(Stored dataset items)
··········
PR #1482, opened 2024-08-06
Added MAD and e_red_door SFX

synamaxmusic:
By looking at how the gold pickup sfx are handled using `#ifdef`, I chose to do the same thing here with swapping the sfx references in `e_red_door.h`.

`SFX_METAL_CLANG_E` is the only sound effect that seems to be the same between MAD and the final collision handler.

### DIFF
--- a/include/sfx.h
+++ b/include/sfx.h
@@ -180,16 +180,9 @@ typedef enum { MONO_SOUND, STEREO_SOUND } soundMode;
 #define JP_VO_SH_SONO_TEIDO 0x530 // Shaft: Sono teido no chikara de tatakai...
 #endif
 
-#if defined(VERSION_BETA)
-#define SFX_OPEN_DOOR 0x640
-#define SFX_DOOR_UNKNOWN 0x64D
-#else
-#define SFX_OPEN_DOOR 0x642
 #define SFX_UNK_647 0x647
 #define SFX_UNK_64B 0x64B
 #define SFX_UNK_64C 0x64C
-#define SFX_DOOR_UNKNOWN 0x64F
-#endif
 
 #define SFX_UNK_641 0x641
 #define NA_SE_EN_COG_CLICK 0x642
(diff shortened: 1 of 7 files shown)


include/sfx.h
```diff
@@ -459,4 +452,16 @@ enum Sfx {
     SFX_EXPLODE_SMALL, // Zombie death explosion
 };
 
+// MAD uses an earlier build and has different sfx IDs
+enum MAD_Sfx {
```
sozud, line 456: The way this should be done is
```
#ifdef VERSION_BETA
enum Sfx {
  SFX_WEAPON_STAB_B = 0x630,
...
#else
enum Sfx {
...
#endif
```

This will get if of `#ifdef VERSION_BETA` in several places. The plan is to deduplicate things more in the future so the same functions ought to have the same code

synamaxmusic:
I'm getting a checksum error with the PSP wrp overlay.  I'm not sure what I'm missing here.

synamaxmusic:
Okay, I see what's going on, I'll fix it later tonight.

synamaxmusic:
I fixed the checksum for PSP, but now I got a checksum error for `MAD.BIN`.  Is there a way to look at the generated BIN file to compare with the original?

sozud:
See first_diff.py and vbindiff here: https://github.com/Xeeynamo/sotn-decomp/wiki/Importing-Data

synamaxmusic:
I'm using Codespaces for my dev environment, I don't have any data to extract (other than what I have locally).

sozud:
I don't understand what that means but another method would be reverting all the changes to MAD until the CI is green, then adding them back one by one to figure out the issue

synamaxmusic:
I'll give that a shot.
··········
Aim of the task -
Every entry should be output again exactly as written.

Result of the exercise -
PR #1482, opened 2024-08-06
Added MAD and e_red_door SFX

synamaxmusic:
By looking at how the gold pickup sfx are handled using `#ifdef`, I chose to do the same thing here with swapping the sfx references in `e_red_door.h`.

`SFX_METAL_CLANG_E` is the only sound effect that seems to be the same between MAD and the final collision handler.

### DIFF
--- a/include/sfx.h
+++ b/include/sfx.h
@@ -180,16 +180,9 @@ typedef enum { MONO_SOUND, STEREO_SOUND } soundMode;
 #define JP_VO_SH_SONO_TEIDO 0x530 // Shaft: Sono teido no chikara de tatakai...
 #endif
 
-#if defined(VERSION_BETA)
-#define SFX_OPEN_DOOR 0x640
-#define SFX_DOOR_UNKNOWN 0x64D
-#else
-#define SFX_OPEN_DOOR 0x642
 #define SFX_UNK_647 0x647
 #define SFX_UNK_64B 0x64B
 #define SFX_UNK_64C 0x64C
-#define SFX_DOOR_UNKNOWN 0x64F
-#endif
 
 #define SFX_UNK_641 0x641
 #define NA_SE_EN_COG_CLICK 0x642
(diff shortened: 1 of 7 files shown)


include/sfx.h
```diff
@@ -459,4 +452,16 @@ enum Sfx {
     SFX_EXPLODE_SMALL, // Zombie death explosion
 };
 
+// MAD uses an earlier build and has different sfx IDs
+enum MAD_Sfx {
```
sozud, line 456: The way this should be done is
```
#ifdef VERSION_BETA
enum Sfx {
  SFX_WEAPON_STAB_B = 0x630,
...
#else
enum Sfx {
...
#endif
```

This will get if of `#ifdef VERSION_BETA` in several places. The plan is to deduplicate things more in the future so the same functions ought to have the same code

synamaxmusic:
I'm getting a checksum error with the PSP wrp overlay.  I'm not sure what I'm missing here.

synamaxmusic:
Okay, I see what's going on, I'll fix it later tonight.

synamaxmusic:
I fixed the checksum for PSP, but now I got a checksum error for `MAD.BIN`.  Is there a way to look at the generated BIN file to compare with the original?

sozud:
See first_diff.py and vbindiff here: https://github.com/Xeeynamo/sotn-decomp/wiki/Importing-Data

synamaxmusic:
I'm using Codespaces for my dev environment, I don't have any data to extract (other than what I have locally).

sozud:
I don't understand what that means but another method would be reverting all the changes to MAD until the CI is green, then adding them back one by one to figure out the issue

synamaxmusic:
I'll give that a shot.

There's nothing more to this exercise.